== Data extract

PR #641, opened 2022-06-25
vmaf_percentile to 1, default vmaf rate to 1

master-of-zen:
I think target quality need a lot of work and improvement.

* vmaf_percentile to 1, 
* default vmaf rate to 1

### DIFF
--- a/av1an-cli/src/lib.rs
+++ b/av1an-cli/src/lib.rs
@@ -462,7 +462,7 @@ pub struct CliOpts {
   pub probes: u32,
 
   /// Framerate for probes, 1 - original
-  #[clap(long, default_value_t = 4, help_heading = "TARGET QUALITY")]
+  #[clap(long, default_value_t = 1, help_heading = "TARGET QUALITY")]
   pub probing_rate: u32,
 
   /// Use encoding settings for probes specified by --video-params rather than faster, less accurate settings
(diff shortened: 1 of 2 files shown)


BlueSwordM:
Denied. We should put it to vmaf_percentile to 5% (0.05) and the default vmaf subsampling rate to 1/2.

In fact, we should introduced VMAF percentile controls like I tried to do here, but then stopped:
https://github.com/BlueSwordM/Av1an/tree/av1an_tq_percentile

master-of-zen:
I'm certain that those are needed changes
First is that GOP structure, and pyramid changes if you have VMAF rate >1, which impacts probes accuracy, in quite unpredictable way, even more on anything that have motion.
Second is that I have seen in many instances where results were quite suboptimal because of high percentile, the idea behind having it at 25 initially was to capture those frames that are worse and have disproportional impact to perceived quality.
On my revisiting of that decision, and looking into specific instances where catching bad frames  25 percentiles were not enough.  It's simply not as aggressive as it should be, I have been noticing quality difference with less than 5 frames that had bad results, and they were not reflected by 25 percentile.

redzic (approved):
In addition to updating `adapt_probing_rate`, the actual default value needed to be updated as well. Other than that, I think these changes make sense as a default, and it also makes it more consistent with the default scene detection settings, in that they are the highest accuracy/quality by default. Other issues with target quality can be addressed in future PRs.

====

▶ _About this exercise_: Which lines above contain the word "those"? Show each of them.

▶ _Solution for this exercise_:
I'm certain that those are needed changes
Second is that I have seen in many instances where results were quite suboptimal because of high percentile, the idea behind having it at 25 initially was to capture those frames that are worse and have disproportional impact to perceived quality.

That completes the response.